Warum? Der "Casual", der Kara bei der 2. ID clear hat (in 3h) und ZA ebenfalls, der sollte doch auch MH/BT mit spätestens der dritten ID auf Farmstatus haben. 

Btw.: Weiter vorne hast Du Dich geirrt. Nicht jede Raidini außer ZA hat einen wöchentlichen Reset.

Ironie-/ und Klugscheiss-Tags hab ich mal weggelassen, ich fauler Hund. 

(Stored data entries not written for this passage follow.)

PR #2003, opened 2019-09-10
[ADD] stock_dropshipping/sale_purchase: Migration scripts

pedrobaeza:
New module `sale_purchase` is a dependency of `stock_dropshipping` and part of the logic/fields is moved to this one, so both are handled together.

cc @Tecnativa


addons/stock_dropshipping/migrations/12.0.1.0/pre-migration.py
```diff
@@ -0,0 +1,12 @@
...
+# License AGPL-3.0 or later (http://www.gnu.org/licenses/agpl.html).
+
+from openupgradelib import openupgrade
+
+
+@openupgrade.migrate()
+def migrate(env, version):
+    openupgrade.rename_xmlids(env.cr, [
+        ('stock_dropshipping.procurement_rule_drop_shipping',
+         'stock_rule_drop_shipping'),
```
MiquelRForgeFlow: needs the prefix

pedrobaeza: Fixed

pedrobaeza:
I'm seeing that some code is not going to be executed as `sale_purchase` is a new module, so no migration script is executed. I'll change code to other module (probably base), but tomorrow.

pedrobaeza:
OK, I have removed the update of the field moved to other module, as v12 handles it and it's not a translatable field.

MiquelRForgeFlow (approved):

pedrobaeza:
In this project may be more convenient to not use the bot if we have a green CI for not tempting the luck, and also for not having to wait a lot (as the CI is slow).

pedrobaeza:
Any way, thanks for your review!

Issue #468, opened 2016-04-08
[analysis] Removed models are not logged per module


JordiBForgeFlow:
For example, account.analytic.journal disappears in v9, and there's no trace of this in the analysis files, except for many2one references to this model that are deleted.

StefanRijnhart:
They are logged in the general log: https://github.com/OCA/OpenUpgrade/blob/9.0/openerp/addons/base/migrations/9.0.1.3/openupgrade_general_log.txt#L77

It is hard to log them by module, because Odoo does not properly register which module 'owns' a model, although we could log a module in every module in which it is either defined or overridden as this corresponds to the model_ entries in ir_model_data.

pedrobaeza:
Yeah, I think that can be an improvement, although it's very verbose. We can also use a reference count to determine which module is the base (or maybe through _inherit/_name property - the original module that declares the model for the first time is the one that doesn't have _inherit).

pedrobaeza:
@mreficent a challenge for you :wink:

MiquelRForgeFlow:
Each model has the `_original_module` attribute, which shows the module where the model is declared for first time.

pedrobaeza:
OK, if it works properly, then we have the solution!

MiquelRForgeFlow:
With https://github.com/OCA/OpenUpgrade/pull/2004 and https://github.com/OCA/OpenUpgrade/pull/2012 merged, I think we can close this issue.

PR #2004, opened 2019-09-10
[12.0][IMP] openupgrade_records: add compare_model_sets

MiquelRForgeFlow:
- Implements #468.
- Also fixes the "renamed xmlids" search.
- Also sorts the openupgrade_general_log by module.

--


odoo/addons/openupgrade_records/models/generate_records_wizard.py
```diff
@@ -67,4 +67,22 @@ def generate(self):
         self.env.cache.invalidate([
             (self.env['openupgrade.record']._fields['noupdate'], None),
         ])
+
+        # Log model records
+        self.env.cr.execute(
```
pedrobaeza, line 87: Why do you need to log this?

pedrobaeza: Oh, I see that this is implementing #468!! That's a dream come true.

addons/account/migrations/12.0.1.1/openupgrade_analysis.txt
```diff
@@ -14,6 +42,18 @@ account      / account.chart.template   / cash_account_code_prefix (char): now r
 account      / account.chart.template   / company_id (many2one)         : DEL relation: res.company
 account      / account.chart.template   / transfer_account_code_prefix (char): NEW required
 account      / account.chart.template   / transfer_account_id (many2one): DEL relation: account.account.template, required
+account      / account.financial.report / account_ids (many2many)       : DEL relation: account.account
```
pedrobaeza, line 45: Why is it here all this extra stuff?

pedrobaeza:
This is so powerful new analysis options and this is near perfection for getting all the possibilities to be covered by OpenUpgrade.

Please split the 2 new analysis features (better renaming detection and model detection) in 2 separate commits.

addons/account/migrations/12.0.1.1/openupgrade_analysis.txt
StefanRijnhart: It was removed in https://github.com/odoo/odoo/commit/e51b4f659fc5e4253d3156754ada21166c8d1bf8

StefanRijnhart:
Very nice! Thanks for splitting up the commits. I already ported the framework to 13 and I will cherry pick the framework one.

StefanRijnhart (approved):

pedrobaeza:
@StefanRijnhart Where are you publishing the framework?

StefanRijnhart:
It's here, https://github.com/StefanRijnhart/OpenUpgrade/tree/port/13.0/framework. I think I only need to add the table for the module coverage to the docs. PR this week!

Analysis preview: https://github.com/StefanRijnhart/OpenUpgrade/commit/e9abe833e00e798eb6671a5c2c52fb9eac5eb789

pedrobaeza:
Great! Thanks as always for this initial impulse! Have you started from sass-12.5 branch, isn't it?

StefanRijnhart:
Yes, it's based on Sunday's saas-12.5

addons/account/migrations/12.0.1.1/openupgrade_analysis.txt
MiquelRForgeFlow: Because before this stuff was not showed. I decided it was better to show it. Do you like it?

MiquelRForgeFlow:
Updated. Ready to review and merge!

odoo/addons/openupgrade_records/lib/compare.py
```diff
@@ -273,7 +272,7 @@ def match(match_fields, report_fields, warn=False):
             "# Direct match: %d" % matched_direct,
             "# Found in other module: %d" % matched_other_module,
             "# Found with different type: %d" % matched_other_type,
-            "# Found with different name: %d" % matched_other_name,
+            # "# Found with different name: %d" % matched_other_name,
```
pedrobaeza: Why commented instead of removing it?

odoo/addons/openupgrade_records/lib/compare.py
```diff
@@ -167,38 +171,33 @@ def clean_records(records):
     matched_direct = 0
     matched_other_module = 0
     matched_other_type = 0
-    matched_other_name = 0
+    # matched_other_name = 0
```
pedrobaeza: Why not removing the line?

odoo/addons/openupgrade_records/lib/compare.py
MiquelRForgeFlow: it's related to https://github.com/OCA/OpenUpgrade/blob/12.0/odoo/addons/openupgrade_records/lib/compare.py#L223L227

odoo/addons/openupgrade_records/lib/compare.py
MiquelRForgeFlow: it's related to https://github.com/OCA/OpenUpgrade/blob/12.0/odoo/addons/openupgrade_records/lib/compare.py#L223L227

pedrobaeza: Yeah, but remove it, not comment it

MiquelRForgeFlow: I prefer not deleting it, as the match part originally was commented and not deleted. Maybe in the future we need this to uncomment the part after some tweak.

addons/product/migrations/12.0.1.2/pre-migration.py
```diff
@@ -51,4 +55,5 @@ def migrate(env, version):
     openupgrade.rename_fields(env, _field_renames)
     openupgrade.rename_models(cr, _model_renames)
     openupgrade.rename_tables(cr, _table_renames)
+    openupgrade.rename_xmlids(cr, xmlid_renames)
```
pedrobaeza, line 58: Then you should remove https://github.com/OCA/OpenUpgrade/blob/e18f323384c2bfcfea2464784fb8c318627fddf5/addons/hr_expense/migrations/12.0.2.0/post-m.py#L32

odoo/addons/openupgrade_records/lib/compare.py
StefanRijnhart: No, it's alright. Just delete it.

addons/account/migrations/12.0.1.1/openupgrade_analysis.txt
StefanRijnhart: I for one like it!

pedrobaeza: Well, if the model is removed, no need of showing that all the fields of that model have been removed. This is too verbose and with no practical use. You are already seeing that the model is gone, so the options are 2:

* It has been deprecated/removed. You handle that model removal, not the fields removal.
* It has been renamed. In that case, you have that information also in the model. I wonder though if it's symmetrical: when renamed, are new fields of that new renamed model shown as well on target module? I bet also for removing that verbose information.

odoo/addons/openupgrade_records/lib/compare.py
MiquelRForgeFlow: good!

addons/account/migrations/12.0.1.1/openupgrade_analysis.txt
pedrobaeza: @StefanRijnhart for me it's information that is not going to be useful as explained in my previous comment. Can you reconsider?

MiquelRForgeFlow: Well, I prefer showing it, because maybe you have a field moved from a removed model to another model. Then, you may visually detect the moved field if the old field of the old model is showed. The matching is not perfect. The tool doesn't detect some cases, like when the field also changes the name.

As a note, remember that in v13 the "oldname" is removed.

addons/point_of_sale/migrations/12.0.1.0.1/openupgrade_analysis.txt
```diff
@@ -1,3 +1,5 @@
+---Models in module 'point_of_sale'---
+obsolete model pos.discount
```
pedrobaeza, line 2: With current code, why the fields of this model are not logged as `DEL`? (although you know I prefer to not be logged)

MiquelRForgeFlow: because `pos.discount` is transient model

pedrobaeza: Shouldn't we logged that then? Something like:
```
obsolete model pos.discount (transient)
```
or directly not log them, as we don't have to worry about them on migrations.

odoo/addons/openupgrade_records/lib/apriori.py
```diff
@@ -75,8 +75,10 @@
     'hr.holidays': 'hr.leave',
     'hr.holidays.status': 'hr.leave.type',
     'mrp.repair': 'repair.order',
+    'mrp.repair.cancel': 'repair.cancel',
```
pedrobaeza, line 78: Are these manual entries still needed now with new detection tools?

MiquelRForgeFlow: yes, the analysis use them to know the model renames. if not, the analysis will not show any model rename and then, some moved relational fields may not be detected.

addons/account/migrations/12.0.1.1/openupgrade_analysis.txt
pedrobaeza: Well, that's a very remote possibility, and at the end, in your manual analysis of the obsolete model you'll detect that linking to the new `ADD` field, so I still vote to not show this. Waiting for @StefanRijnhart's final opinion.

addons/point_of_sale/migrations/12.0.1.0.1/openupgrade_analysis.txt
MiquelRForgeFlow: I prefer do that in another PR. Better for v13 openupgrade.

pedrobaeza: @mreficent you are introducing here this feature, so it's not something to be done later. I vote for removing it. It's as simple as doing that check before printing the text. @StefanRijnhart what do you think?

MiquelRForgeFlow: It's not easy, it will have many new lines of code.

pedrobaeza: Yeah, but if it has to be done, better now than later.

StefanRijnhart: I think current state is good enough. Transient models are logged as obsolete, which is informative, and at the same time the deleted  fields are not logged so it's not too alarmistic.
We can always improve it later.

addons/account/migrations/12.0.1.1/openupgrade_analysis.txt
StefanRijnhart: I agree with @mreficent. Current visual works really well with something like the removed invoice model: https://github.com/StefanRijnhart/OpenUpgrade/blob/tmp/13.0/analysis/addons/account/migrations/13.0.1.1/openupgrade_analysis.txt

pedrobaeza: OK, I don't win any battle, hehe

addons/point_of_sale/migrations/12.0.1.0.1/openupgrade_analysis.txt
pedrobaeza: OK

MiquelRForgeFlow: ok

			Dieser Inhalt steht nur eingeloggten Mitgliedern zur Verfügung.


----------



## Morlocus (20. März 2008)

Habe ja schon ein paar Seiten vorher meine Meinung zu der Sache geäussert, aber wenn ich hier lese was sich einige unter einem Casual Player vorstellen dreht sich mir einiges um. Wenn hier vorgerechnet wird wieviel Marken sie in welcher Zeit erfarmen können, kann ich noch nicht mal mehr müde grinsen, mal selber lesen was man da errechnet hat und es sollte einem selber auffallen, das es dann nicht mehr um Casual-Spieler geht sondern um Vielspieler die aus irgendeinem Grund nicht raiden und die Items lieber auf ne andere Art bekommen wollen.

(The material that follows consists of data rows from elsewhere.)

PR #2009, opened 2019-09-11
[FIX] hr_timesheet: Recompute fields for issues converted to tasks

pedrobaeza:
This module adds several computed stored fields to project.task (for example, effective_hours and remaining_hours). Issues converted to tasks, being inserted by SQL, don't have these fields computed, so we force here its recomputation.

cc @Tecnativa


StefanRijnhart (approved):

Und dann noch dieses unsinnige Geplapper von "in den A.... gelasen bekommen"
Ich habe die Tage einen alten Schulfreund besucht, ich komme in sein Wohnzimmer schau mich um und was erblicke ich? Er hat den gleichen Fernseher wie ich, er erzählt mir das er ihn vor einer Woche für 100€ bei einem Elektronik Discounter gekauft hat. Meiner hat vor 5 Jahren 600€ gekostet, das schlimmste an der Sache ist mein ehemaliger Schulkollege ist Hartz 4 Empfänger. Unglaublich was die Arbeitslosen in den A.... geblasen bekommen.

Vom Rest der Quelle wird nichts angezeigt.